ASSIGNMENT. Could you write out the opening lines of the data, word for word, stopping after the line that contains "1. Continue simplification"?
-- DATASET follows --
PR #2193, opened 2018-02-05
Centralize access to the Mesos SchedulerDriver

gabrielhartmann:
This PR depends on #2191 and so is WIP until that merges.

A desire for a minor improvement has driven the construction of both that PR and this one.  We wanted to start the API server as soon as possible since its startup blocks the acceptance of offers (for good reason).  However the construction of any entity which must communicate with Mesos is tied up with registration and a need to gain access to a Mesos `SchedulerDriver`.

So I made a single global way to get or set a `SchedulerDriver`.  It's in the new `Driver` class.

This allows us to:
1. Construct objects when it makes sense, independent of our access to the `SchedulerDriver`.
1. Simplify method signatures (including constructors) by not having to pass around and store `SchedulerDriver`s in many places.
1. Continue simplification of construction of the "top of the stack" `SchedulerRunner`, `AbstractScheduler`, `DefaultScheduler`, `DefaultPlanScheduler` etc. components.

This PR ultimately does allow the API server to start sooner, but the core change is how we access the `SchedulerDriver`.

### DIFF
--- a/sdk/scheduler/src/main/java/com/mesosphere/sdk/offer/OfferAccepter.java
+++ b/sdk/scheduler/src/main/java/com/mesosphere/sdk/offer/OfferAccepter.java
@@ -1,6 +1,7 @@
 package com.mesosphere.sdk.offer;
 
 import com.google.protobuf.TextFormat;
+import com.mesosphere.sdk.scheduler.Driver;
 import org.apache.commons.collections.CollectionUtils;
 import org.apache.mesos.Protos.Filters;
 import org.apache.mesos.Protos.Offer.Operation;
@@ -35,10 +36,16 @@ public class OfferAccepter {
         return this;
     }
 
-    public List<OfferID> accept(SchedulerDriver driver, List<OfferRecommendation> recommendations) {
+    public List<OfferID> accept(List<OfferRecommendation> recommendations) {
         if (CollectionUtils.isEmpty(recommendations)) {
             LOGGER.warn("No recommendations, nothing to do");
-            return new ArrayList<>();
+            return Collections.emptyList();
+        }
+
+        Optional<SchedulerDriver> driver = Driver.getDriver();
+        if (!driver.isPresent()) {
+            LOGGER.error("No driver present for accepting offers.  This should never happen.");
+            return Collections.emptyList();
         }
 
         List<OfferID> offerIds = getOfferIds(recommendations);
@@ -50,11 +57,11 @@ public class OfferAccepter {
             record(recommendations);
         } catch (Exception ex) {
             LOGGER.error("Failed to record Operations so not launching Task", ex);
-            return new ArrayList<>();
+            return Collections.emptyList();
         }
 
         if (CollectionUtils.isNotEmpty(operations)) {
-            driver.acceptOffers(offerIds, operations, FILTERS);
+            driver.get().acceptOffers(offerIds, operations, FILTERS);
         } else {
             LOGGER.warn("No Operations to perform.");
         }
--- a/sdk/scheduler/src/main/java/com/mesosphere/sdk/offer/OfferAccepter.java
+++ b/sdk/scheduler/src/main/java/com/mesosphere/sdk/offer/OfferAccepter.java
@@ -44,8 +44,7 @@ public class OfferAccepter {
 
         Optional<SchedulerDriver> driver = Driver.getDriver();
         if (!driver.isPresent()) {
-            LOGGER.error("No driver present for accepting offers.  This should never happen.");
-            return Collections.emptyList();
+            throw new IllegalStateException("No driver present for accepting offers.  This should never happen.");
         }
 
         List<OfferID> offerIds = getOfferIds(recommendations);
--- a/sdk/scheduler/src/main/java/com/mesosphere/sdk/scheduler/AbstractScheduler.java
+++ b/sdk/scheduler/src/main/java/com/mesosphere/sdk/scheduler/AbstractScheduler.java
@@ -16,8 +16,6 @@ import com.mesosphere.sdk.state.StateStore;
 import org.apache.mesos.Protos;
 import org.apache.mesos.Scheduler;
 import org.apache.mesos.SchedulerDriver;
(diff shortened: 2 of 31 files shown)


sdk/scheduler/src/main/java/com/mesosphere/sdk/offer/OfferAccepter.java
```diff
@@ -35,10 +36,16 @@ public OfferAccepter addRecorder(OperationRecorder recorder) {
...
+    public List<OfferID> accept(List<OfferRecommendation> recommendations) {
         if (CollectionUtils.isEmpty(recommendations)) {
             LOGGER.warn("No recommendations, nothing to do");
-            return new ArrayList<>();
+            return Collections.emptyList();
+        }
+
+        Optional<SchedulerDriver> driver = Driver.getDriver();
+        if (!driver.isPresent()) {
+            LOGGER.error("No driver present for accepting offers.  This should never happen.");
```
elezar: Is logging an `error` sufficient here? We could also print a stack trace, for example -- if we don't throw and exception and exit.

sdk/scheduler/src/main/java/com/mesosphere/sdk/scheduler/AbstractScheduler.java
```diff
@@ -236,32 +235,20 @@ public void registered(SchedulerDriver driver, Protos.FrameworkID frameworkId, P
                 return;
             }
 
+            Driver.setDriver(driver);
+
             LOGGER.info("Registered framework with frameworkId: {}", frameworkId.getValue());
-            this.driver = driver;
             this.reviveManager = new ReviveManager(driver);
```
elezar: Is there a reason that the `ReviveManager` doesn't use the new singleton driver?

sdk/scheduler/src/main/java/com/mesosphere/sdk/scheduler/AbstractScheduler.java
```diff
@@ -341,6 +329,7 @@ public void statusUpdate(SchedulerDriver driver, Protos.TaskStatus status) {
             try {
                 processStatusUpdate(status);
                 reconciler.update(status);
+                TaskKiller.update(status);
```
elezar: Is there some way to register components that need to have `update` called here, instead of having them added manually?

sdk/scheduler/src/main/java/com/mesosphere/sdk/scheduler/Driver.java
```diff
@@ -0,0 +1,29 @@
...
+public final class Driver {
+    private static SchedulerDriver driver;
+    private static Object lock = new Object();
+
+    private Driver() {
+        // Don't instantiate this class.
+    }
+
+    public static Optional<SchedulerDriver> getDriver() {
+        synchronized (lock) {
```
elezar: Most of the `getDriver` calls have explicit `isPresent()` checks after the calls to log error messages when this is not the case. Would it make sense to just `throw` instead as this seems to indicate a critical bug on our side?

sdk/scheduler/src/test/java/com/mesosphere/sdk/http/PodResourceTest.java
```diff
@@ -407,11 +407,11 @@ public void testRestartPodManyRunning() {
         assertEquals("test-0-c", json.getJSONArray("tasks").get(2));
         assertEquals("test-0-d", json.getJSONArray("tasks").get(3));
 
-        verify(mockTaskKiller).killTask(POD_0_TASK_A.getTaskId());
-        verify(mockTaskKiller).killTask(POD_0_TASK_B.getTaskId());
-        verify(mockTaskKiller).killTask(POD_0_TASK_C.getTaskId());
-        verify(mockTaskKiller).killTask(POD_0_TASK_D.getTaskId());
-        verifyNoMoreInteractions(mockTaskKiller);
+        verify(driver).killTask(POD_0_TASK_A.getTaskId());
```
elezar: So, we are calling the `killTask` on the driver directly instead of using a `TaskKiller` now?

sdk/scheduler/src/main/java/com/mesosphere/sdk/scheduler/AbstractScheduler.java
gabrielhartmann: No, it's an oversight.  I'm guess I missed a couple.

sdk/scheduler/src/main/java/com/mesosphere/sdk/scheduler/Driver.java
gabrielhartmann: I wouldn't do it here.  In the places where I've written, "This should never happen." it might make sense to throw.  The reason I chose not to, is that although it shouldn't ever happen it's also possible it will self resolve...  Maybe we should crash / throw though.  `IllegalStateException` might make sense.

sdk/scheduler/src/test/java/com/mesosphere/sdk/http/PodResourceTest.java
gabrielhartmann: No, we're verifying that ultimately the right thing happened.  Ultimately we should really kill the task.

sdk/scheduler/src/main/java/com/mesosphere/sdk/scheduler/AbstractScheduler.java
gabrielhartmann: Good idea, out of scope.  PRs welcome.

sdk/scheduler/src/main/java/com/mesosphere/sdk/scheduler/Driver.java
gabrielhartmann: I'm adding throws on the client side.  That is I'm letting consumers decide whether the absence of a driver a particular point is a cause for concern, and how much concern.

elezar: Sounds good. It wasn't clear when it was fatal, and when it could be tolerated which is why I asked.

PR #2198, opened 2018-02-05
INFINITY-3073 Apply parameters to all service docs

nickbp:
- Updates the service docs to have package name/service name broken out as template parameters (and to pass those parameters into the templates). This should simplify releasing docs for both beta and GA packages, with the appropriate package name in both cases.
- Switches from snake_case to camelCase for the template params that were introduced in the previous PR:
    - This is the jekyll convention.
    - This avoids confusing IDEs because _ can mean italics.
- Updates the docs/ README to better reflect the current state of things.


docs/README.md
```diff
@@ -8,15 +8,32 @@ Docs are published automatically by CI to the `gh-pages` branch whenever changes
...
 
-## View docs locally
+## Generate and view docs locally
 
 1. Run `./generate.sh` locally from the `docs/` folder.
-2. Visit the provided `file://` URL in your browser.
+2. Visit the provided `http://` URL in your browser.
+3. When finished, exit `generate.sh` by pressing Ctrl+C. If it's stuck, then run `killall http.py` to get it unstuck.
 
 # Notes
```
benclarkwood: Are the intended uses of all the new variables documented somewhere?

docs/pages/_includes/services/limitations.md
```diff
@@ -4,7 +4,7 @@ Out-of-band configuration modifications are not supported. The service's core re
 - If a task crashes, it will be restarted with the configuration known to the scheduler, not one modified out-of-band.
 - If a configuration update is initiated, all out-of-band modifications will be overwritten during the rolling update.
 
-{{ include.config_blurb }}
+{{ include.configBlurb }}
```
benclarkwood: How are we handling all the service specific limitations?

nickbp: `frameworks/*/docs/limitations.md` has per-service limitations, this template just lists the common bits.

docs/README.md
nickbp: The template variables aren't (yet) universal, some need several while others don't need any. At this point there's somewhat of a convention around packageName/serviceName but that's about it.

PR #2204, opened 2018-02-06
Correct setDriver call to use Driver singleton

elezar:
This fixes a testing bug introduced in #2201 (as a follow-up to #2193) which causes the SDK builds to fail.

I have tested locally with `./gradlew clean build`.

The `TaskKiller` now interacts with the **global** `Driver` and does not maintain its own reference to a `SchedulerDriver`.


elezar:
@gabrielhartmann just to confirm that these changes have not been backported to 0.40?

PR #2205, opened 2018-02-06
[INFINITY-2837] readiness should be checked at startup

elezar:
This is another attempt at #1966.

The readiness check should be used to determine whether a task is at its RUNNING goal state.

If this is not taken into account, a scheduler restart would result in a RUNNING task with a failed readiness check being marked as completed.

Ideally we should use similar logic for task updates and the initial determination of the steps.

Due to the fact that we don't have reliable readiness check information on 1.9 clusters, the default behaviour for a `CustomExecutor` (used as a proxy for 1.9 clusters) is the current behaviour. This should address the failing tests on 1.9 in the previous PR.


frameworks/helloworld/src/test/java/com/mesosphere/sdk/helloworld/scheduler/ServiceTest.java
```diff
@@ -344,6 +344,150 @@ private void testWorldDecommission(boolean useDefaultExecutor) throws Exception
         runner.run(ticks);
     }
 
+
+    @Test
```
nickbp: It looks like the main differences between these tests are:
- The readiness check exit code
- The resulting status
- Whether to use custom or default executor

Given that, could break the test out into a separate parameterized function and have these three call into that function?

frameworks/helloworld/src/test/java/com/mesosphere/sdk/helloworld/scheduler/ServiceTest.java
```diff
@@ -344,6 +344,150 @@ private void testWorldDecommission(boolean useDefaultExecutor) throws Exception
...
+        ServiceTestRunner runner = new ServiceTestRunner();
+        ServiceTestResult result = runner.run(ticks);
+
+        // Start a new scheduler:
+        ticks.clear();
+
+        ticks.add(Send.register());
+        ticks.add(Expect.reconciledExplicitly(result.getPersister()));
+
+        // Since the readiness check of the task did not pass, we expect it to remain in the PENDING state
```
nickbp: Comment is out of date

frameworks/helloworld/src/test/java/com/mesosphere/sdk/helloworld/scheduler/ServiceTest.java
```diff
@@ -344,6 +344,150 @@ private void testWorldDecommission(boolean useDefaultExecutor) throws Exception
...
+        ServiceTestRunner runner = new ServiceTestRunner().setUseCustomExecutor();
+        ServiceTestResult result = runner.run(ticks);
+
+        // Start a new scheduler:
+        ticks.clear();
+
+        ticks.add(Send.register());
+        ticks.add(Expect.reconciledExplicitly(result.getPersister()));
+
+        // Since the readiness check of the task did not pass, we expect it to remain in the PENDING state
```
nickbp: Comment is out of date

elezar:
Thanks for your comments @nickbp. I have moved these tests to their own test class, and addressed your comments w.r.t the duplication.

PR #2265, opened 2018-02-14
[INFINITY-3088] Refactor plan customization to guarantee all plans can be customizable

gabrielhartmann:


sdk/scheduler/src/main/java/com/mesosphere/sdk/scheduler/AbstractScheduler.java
-- DATASET concluded --
ANSWER SECTION.
PR #2193, opened 2018-02-05
Centralize access to the Mesos SchedulerDriver

gabrielhartmann:
This PR depends on #2191 and so is WIP until that merges.

A desire for a minor improvement has driven the construction of both that PR and this one.  We wanted to start the API server as soon as possible since its startup blocks the acceptance of offers (for good reason).  However the construction of any entity which must communicate with Mesos is tied up with registration and a need to gain access to a Mesos `SchedulerDriver`.

So I made a single global way to get or set a `SchedulerDriver`.  It's in the new `Driver` class.

This allows us to:
1. Construct objects when it makes sense, independent of our access to the `SchedulerDriver`.
1. Simplify method signatures (including constructors) by not having to pass around and store `SchedulerDriver`s in many places.
1. Continue simplification of construction of the "top of the stack" `SchedulerRunner`, `AbstractScheduler`, `DefaultScheduler`, `DefaultPlanScheduler` etc. components.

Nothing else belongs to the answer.